For the entries that follow, restate word for word the line containing "I see, thanks for reply", the line containing "I have answered", and every line that lies between them.

** Opening Dataset block **

Issue #3945, opened 2019-06-19
Endpoint for health checks


astorath:
##### What would you like to be added
1. Either serve both secure and insecure endpoints simultaneously
2. Or create a separate endpoint for health checks (on separate port)

##### Why is this needed
In order to protect Dashboard from unauthorised access I want to use a sidecar auth proxy. But with current options I have to either bind to 127.0.0.1 address (liveness probe can't be invoked in this case) or expose unauthorised endpoint on 0.0.0.0 (making it possible to bypass proxy).

##### Comments
Maybe there's another way to make port reachable for health checks only?

floreks:
Kubernetes uses default API port as liveness probe. See https://github.com/kubernetes/dashboard/blob/master/aio/deploy/recommended.yaml#L209

I don't really understand your use case. Simple check if API is alive should be enough.

astorath:
@floreks 
Use case is as follows:

1. I have dashboard serving on http port without any authentication
2. Dashboard is bound to 127.0.0.1 (so that noone except for sidecar can connect)
3. Auth proxy (as a sidecar) performs auth and proxies user requests

This way I'm unable to use liveness probe:
- Dashboard do not accept connections from kube
- I have no option to enable second interface (with authentication) to support liveness probe
- Container is built from scratch - no option to run some `exec curl` there also

floreks:
I think you are using some custom Dashboard deployment with your own sidecar container. If you choose not to expose Dashboard on `0.0.0.0` inside the pod then you have to make sure that your auth proxy will do necessary health checks as it is the only part that can access Dashboard. We don't want to run another API inside the container just for health checks.

astorath:
I see, thanks for reply

PR #4185, opened 2019-08-09
Add healthz endpoint

distol:
If you use dashboard in insecure mode and reverse-proxy to secure it – you need to have some endpoint in the dashboard, which can be exposed without any authentication to be used in readiness and liveness probes.

### DIFF
--- a/src/app/backend/dashboard.go
+++ b/src/app/backend/dashboard.go
@@ -175,6 +175,9 @@ func main() {
 	http.Handle("/config", handler.AppHandler(handler.ConfigHandler))
 	http.Handle("/api/sockjs/", handler.CreateAttachHandler("/api/sockjs"))
 	http.Handle("/metrics", prometheus.Handler())
+	http.HandleFunc("/healthz", func(w http.ResponseWriter, r *http.Request) {
+		fmt.Fprintf(w, "OK")
+	})
 
 	// Listen for http or https
 	if servingCerts != nil {


floreks:
Kubernetes already can handle health check and it does not require explicit healthz endpoint to do that. I don't see why we'd need that.

https://github.com/kubernetes/dashboard/blob/master/aio/deploy/alternative.yaml#L205

distol:
@floreks, let me explain:
1. We have some kind of authentication (actually external auth, but that's not important) on ingress controller. So we know the user on ingress and make the access decision there.
2. We use the dashboard in insecure mode, so it works with kubernetes under its own service account (pod service account).
3. But we need to secure connection between ingress and dashboard pod. And for that purpose, we configure the dashboard to listen on 127.0.0.1 and add nginx proxy to the dashboard pod. And this nginx checks client certificate (our ingress makes requests with the certificate, that is signed by known CA).

So. We can't do readiness/liveness on /, because kubelet has no certificate. We need some extra location, which is safe to be exposed without any auth.

From the other hand, this change should not hurt anyone.

floreks:
I have answered to the same issue in here: https://github.com/kubernetes/dashboard/issues/3945

> I think you are using some custom Dashboard deployment with your own sidecar container. If you choose not to expose Dashboard on 0.0.0.0 inside the pod then you have to make sure that your auth proxy will do necessary health checks as it is the only part that can access Dashboard. We don't want to run another API inside the container just for health checks.
>
> Personally, I'd prefer to use network policies to allow only certain services access to Dashboard and expose it normally on 0.0.0.0.

distol:
Oh. Sorry for not checking issues, my fault. Yes – the issue you've mentioned is exactly the same case.

> I think you are using some custom Dashboard deployment with your own sidecar container. If you choose not to expose Dashboard on 0.0.0.0 inside the pod then you have to make sure that your auth proxy will do necessary health checks as it is the only part that can access Dashboard. We don't want to run another API inside the container just for health checks.

The problem is that it's a little bit hard to implement on the proxy side. At least, being quite experienced in Nginx, I don't know the clean and easy way of doing this.

And from the other hand, the `/healthz` endpoint pattern is quite popular in cloud-native apps.
* kube-scheduler and kube-controller-manager both have /healthz endpoint, and special command line option `--authorization-always-allow-paths` (Default: [/healthz]), specifically for the same case.
* Prometheus: https://github.com/prometheus/prometheus/blob/be67b8d460cb30b94de771df24753816443993a0/web/web.go#L366-L372
* Ingress Nginx: https://github.com/kubernetes/ingress-nginx/blob/771fc9fc2ab707be0fe7d3eaf7163b5fcca3a57f/cmd/nginx/flags.go#L96-L99
* Dex: https://github.com/dexidp/dex/blob/master/server/server.go#L301
* Example app from Kelsey Hightower: https://github.com/kelseyhightower/app-healthz

Why not just add this endpoint? It's a really common pattern.

floreks:
Is there a reason why i.e. `/config` endpoint could not be used as health indicator? It basically only returns server time and does not require any authentication. `healthz` endpoint was just never needed because we could easily do a health check using any other exposed endpoint. I understand that some apps might need such endpoint if their internal API needs time to start and they are exposing it while starting. This way `healthz` would sometimes return something like `not ready`. In our case, we do not need anything to start, that's why I don't see a real reason why it would be needed if other exposed endpoint could just as easily be used as health indicators.

distol:
Yes, if `/config` endpoint has no secret information – it can be used.

But two questions arrises immediately:
1. If, at any point, some kind of secret information will be required in /config (for example for a new feature) – what are the chances that the new endpoint (for ex. /secret_config) be created?
2. How will new users find the right solution if they need distinct endpoint for healthz? Shall using of /config be documented as a recommended way?

If we will have `/healthz` endpoint – it's known pattern, but using `/config` IMHO it's just using undocumented capabilities.

> I understand that some apps might need such endpoint if their internal API needs time to start and they are exposing it while starting

That's a little bit different story. Kubernetes has liveness and readiness probes, and they work in a completely different way. I would say that for the dashboard case only one endpoint is enough (/healthz), and it can be used both in readiness and liveness probes.

maciaszczykm:
It would be better if this health endpoint would return the actual status of the app, not only `OK` if the backend is reachable. What if the rest of the app will be in the crashed state? It will be misleading.

maciaszczykm:
Can you improve it?

floreks:
> It would be better if this health endpoint would return the actual status of the app, not only OK if the backend is reachable. What if the rest of the app will be in the crashed state? It will be misleading.

Agree. Returning `200 - OK` at all times without any check feels pointless IMHO. It doesn't improve anything as you can take any other endpoint and simply check if it returns anything at all. The result would be pretty much the same. It returns something, therefore it works. If it can be improved and actually check if "state" of our API, in fact, is `healthy/non-healthy` it would be ok to have.

distol:
Yeah! Totally agree! If there is a way of checking backend internal health – it would be awesome to have in this endpoint. But if we go this way, we may go a bit deeper – the internal state should be distinguished from the overall state:
- If the dashboard has no connection to Kubernetes API (or any other external dependencies) – it's healthy, but not ready. So the ready endpoint should be used in Kubernetes readiness probe, and the pod will be removed from the list of endpoints if it's not ready.
- If the dashboard has some internal problems (some crash, hang, etc.), that could be resolved only by a restart – it's unhealthy. And this kind of endpoint should be used in Kubernetes liveness probe.

The first case (readiness) is especially useful for long starting apps and for environments where there is a high chance of network partitioning. But I'm not sure whether we need it in the dashboard. So IMHO we can go on with one endpoint checking only real internal health (and not the external dependencies).

Speaking about improving current implementation – unfortunately, this requires a much better understanding of backend internals and I've no idea where to start. It's only you guys who can improve this.

Maybe we can use the simplest possible implementation provided, as a starting point?

floreks:
Like I mentioned, I am hesitant to add something that does not improve the application in any way and only returns a hardcoded response. In case of our API, internal issues would be issues with the K8S API as our API is only a proxy here. If there is no connection to the K8S API then it fails to start. I don't imagine any other reason it could fail. I'd even say that in our case liveness probe == readiness probe.

IMHO apps like nginx, etc. should be configurable to accept any endpoint as a health indicator and user should be able to configure what kind of response would mean for him that it is up and running. It should not be required by Dashboard or any other app to add some endpoint (`/healthz`) and always return `OK` solely for the purpose of some other app to be able to read health status.

Kubernetes itself does not have any issues with that. We only need to define `livenessProbe`, because in case of our API when it lives, then it is also ready to be used.
```
livenessProbe:
httpGet:
  scheme: HTTPS
  path: /
  port: 8443
initialDelaySeconds: 30
timeoutSeconds: 30
```

maciaszczykm:
We will track from #4543 since there is no progress here.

** Closing Dataset block **

#### [Solution below]
I see, thanks for reply

PR #4185, opened 2019-08-09
Add healthz endpoint

distol:
If you use dashboard in insecure mode and reverse-proxy to secure it – you need to have some endpoint in the dashboard, which can be exposed without any authentication to be used in readiness and liveness probes.

### DIFF
--- a/src/app/backend/dashboard.go
+++ b/src/app/backend/dashboard.go
@@ -175,6 +175,9 @@ func main() {
 	http.Handle("/config", handler.AppHandler(handler.ConfigHandler))
 	http.Handle("/api/sockjs/", handler.CreateAttachHandler("/api/sockjs"))
 	http.Handle("/metrics", prometheus.Handler())
+	http.HandleFunc("/healthz", func(w http.ResponseWriter, r *http.Request) {
+		fmt.Fprintf(w, "OK")
+	})
 
 	// Listen for http or https
 	if servingCerts != nil {


floreks:
Kubernetes already can handle health check and it does not require explicit healthz endpoint to do that. I don't see why we'd need that.

https://github.com/kubernetes/dashboard/blob/master/aio/deploy/alternative.yaml#L205

distol:
@floreks, let me explain:
1. We have some kind of authentication (actually external auth, but that's not important) on ingress controller. So we know the user on ingress and make the access decision there.
2. We use the dashboard in insecure mode, so it works with kubernetes under its own service account (pod service account).
3. But we need to secure connection between ingress and dashboard pod. And for that purpose, we configure the dashboard to listen on 127.0.0.1 and add nginx proxy to the dashboard pod. And this nginx checks client certificate (our ingress makes requests with the certificate, that is signed by known CA).

So. We can't do readiness/liveness on /, because kubelet has no certificate. We need some extra location, which is safe to be exposed without any auth.

From the other hand, this change should not hurt anyone.

floreks:
I have answered to the same issue in here: https://github.com/kubernetes/dashboard/issues/3945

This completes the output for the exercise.